** REQUIRED ACTION **
Work out how many lines of the listing below contain the word "argument". Respond with that number only.
□ □ □
PR #168, opened 2020-07-03
Task to send emails of recent gift cards to merchants

jacoblb64:
Working and ready for review!

This is a rake task to email a given seller (and email) vouchers for their businesses over a certain range of time. The default is the last year, which is pretty much "all time" for us. The time is an argument to the task if we want it.

I think this will be short-lived as @justintmckibben is taking this query and building out an awesome endpoint to build a persistent, dedicated front-end site to host this info for merchants to reference. (https://github.com/sendchinatownlove/ruby/pull/175)

As this is probably gonna mostly be a one-off, I've kept it light on the formatting / styling with just a plain email.

Screen Shot 2020-07-11 at 9 33 17 PM

### DIFF
--- a/lib/tasks/emailer.rake
+++ b/lib/tasks/emailer.rake
@@ -1,0 +1,59 @@
+# frozen_string_literal: true
+
+namespace :emailer do
+  desc 'email task runner'
+  task vouchers_to_merchants: :environment do
+    desc 'sends all voucher codes to all of their merchants'
+    # c = Contact.find_by(seller_id: 3)
+    # puts(c.email)
+
+    sql = 'select gcd.gift_card_id,
+        gca.value,
+        c_s.name as seller_name,
+        c_s.email as seller_email,
+        c_r.email as recipient_email,
+        c_r.name as recipient_name,
+        gcd.created_at,
+        gcd.expiration
+        from gift_card_details gcd
+        join (
+            select distinct on (gift_card_detail_id) *
+            from gift_card_amounts
+            ) as gca on gca.gift_card_detail_id = gcd.id
+        join items i on gcd.item_id = i.id
+        join contacts c_s on i.seller_id = c_s.seller_id
+        join contacts c_r on gcd.recipient_id = c_r.id
+        where gcd.created_at > current_date - 30'
+
+    # records_array = ActiveRecord::Base.connection.execute(sql)
+    # puts(records_array.inspect)
+
+    r = GiftCardDetail.connection.select_all(sql)
+
+    html = ''
+    html += '<style> table, tr, td {border: 1px solid black}</style>'
+    html += <table><tr>'
+
+    r.columns.each do |col|
+      html += '<th>' + col + '</th>'
+    end
+
+    html += '</tr>'
+
+    r.each do |a|
+      html += '<tr>'
+      a.each do |_key, val|
+        html += '<td>' + val.to_s + '</td>'
+      end
+      html += '</tr>'
+    end
+
+    html += '</table>'
+
+    puts(html)
+
+    puts('sending...')
+    EmailManager::Sender.send_receipt(to: ENV['EMAIL_ADDRESS'], html: html)
+    puts('sent?')
+  end
+end
--- a/lib/tasks/emailer.rake
+++ b/lib/tasks/emailer.rake
@@ -76,7 +76,7 @@ namespace :emailer do
     end
 
     html += '</table>'\
-            '<p>For questions about how Send Chinatown Love Gift Cards work, '\
+            '<p>For questions about how Send Chinatown Love vouchers work, '\
             'please feel free to reply to this email!</p>'\
             '<p>All the best from the team at Send Chinatown Love</p>'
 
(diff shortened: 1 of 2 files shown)


lib/tasks/emailer.rake
```diff
@@ -0,0 +1,75 @@
+# frozen_string_literal: true
+
+namespace :emailer do
+  desc 'email task runner'
+  task vouchers_to_merchants: :environment do
+    desc 'sends all voucher codes to all of their merchants'
+
+    s_sql = 'select c.email as seller_contact_email,
```
justintmckibben, line 8: oh wow any reason why you used sql instead of ActiveRecord?

jacoblb64: This one could most likely be converted to ActiveRecord--I started with the other query first and it seemed more complex than I could get through ActiveRecord, but maybe I'll give it a shot. I'm not the hugest fan of all this raw sql here, but it was a good place for me to start as I figure I probably know that better than the ActiveRecord API 😬

justintmckibben: ah makes sense. active record is nice because it has checks and stuff built into the models. happy to pair with you on this!

lib/tasks/emailer.rake
```diff
@@ -0,0 +1,75 @@
+# frozen_string_literal: true
+
+namespace :emailer do
+  desc 'email task runner'
+  task vouchers_to_merchants: :environment do
+    desc 'sends all voucher codes to all of their merchants'
```
justintmckibben, line 6: currently it sends every gift card they have — i wonder if that's what they want, or do they actually just want the ones within the last week

we should ask chloe and marcia what they think the merchants would prefer. it's worth mentioning that sending them everything would include updated values

lib/tasks/emailer.rake
jacoblb64: Sounds good to me! Let me take another pass at it, then would be great to pair sometime this weekend!

lib/tasks/emailer.rake
jacoblb64: Gotchya, I was imagining we would send them any gift card updated within the last X number of days/weeks, but I suppose maybe it's easier to send them a list of all gift cards every time and they can just toss the last list?

Would be good to hear what they might prefer

justintmckibben: yeah it's important to note that the values on our dbs are the customer's values, while the values on their paper is the true value — so they'd have to "merge" the lists every time if they did that. we def need seller input here

lib/tasks/emailer.rake
```diff
@@ -0,0 +1,75 @@
...
+
+      Rails.logger.info('Getting gift cards for ' + seller.seller_id)
+      html = '' # start building html with an empty string
+
+      html += "<h3> Hello #{seller.distributor.name} at #{seller.seller_id} </h3>"
+      html += "<p>Here's last #{_args.time_range}'s vouchers:</p>"
+
+      # query for all gift cards info for that seller
+      query = GiftCardDetail
+              .select(:gift_card_id, :value, :name, :email, :created_at, :expiration)
```
justintmckibben, line 33: I think you want seller_gift_card_id instead of gift_card_id

jacoblb64: Thanks for the catch!

lib/tasks/emailer.rake
```diff
@@ -0,0 +1,75 @@
...
+          html += '<td>' + val.to_s + '</td>'
+        end
+        html += '</tr>'
+      end
+
+      html += '</table>'
+      html += '<p>All the best from the team at Send Chinatown Love</p>'
+
+      Rails.logger.info('Sending vouchers to ' + seller.distributor.email)
+      EmailManager::Sender.send_receipt(to: ENV['EMAIL_ADDRESS'], html: html)
```
justintmckibben, line 72: We should add a column to the Seller for email

Actually I think we should do a relationship to Contact called "owner" and add in Seller names

jacoblb64: woops this should be `seller.distributor.email` thanks for the catch! This was for testing 😬

jacoblb64: After conversing offline, we determined that it's best for now to take this as an argument

lib/tasks/emailer.rake
```diff
@@ -0,0 +1,86 @@
...
+        val = '$' + (val / 100).to_s if key == 'value'
+        val = val ? 'Y' : 'N' if key == 'single_use'
+        val = 'N/A' if val.blank?
+        html += '<td>' + val.to_s + '</td>'
+      end
+      html += '</tr>'
+    end
+
+    html += '</table>'\
+            '<p>For questions about how Send Chinatown Love Gift Cards work, '\
```
justintmckibben, line 79: vouchers*

lib/tasks/emailer.rake
```diff
@@ -0,0 +1,86 @@
...
+            'please feel free to reply to this email!</p>'\
```
justintmckibben, line 80: I need to add receipts@sendchinatownlove.com to our domain

lib/tasks/emailer.rake
jacoblb64: thanks for the catch!

lib/tasks/emailer.rake
jacoblb64: Makes sense, let's be sure to do that before we actually send this out 👍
□ □ □
** WRITTEN ANSWER **
2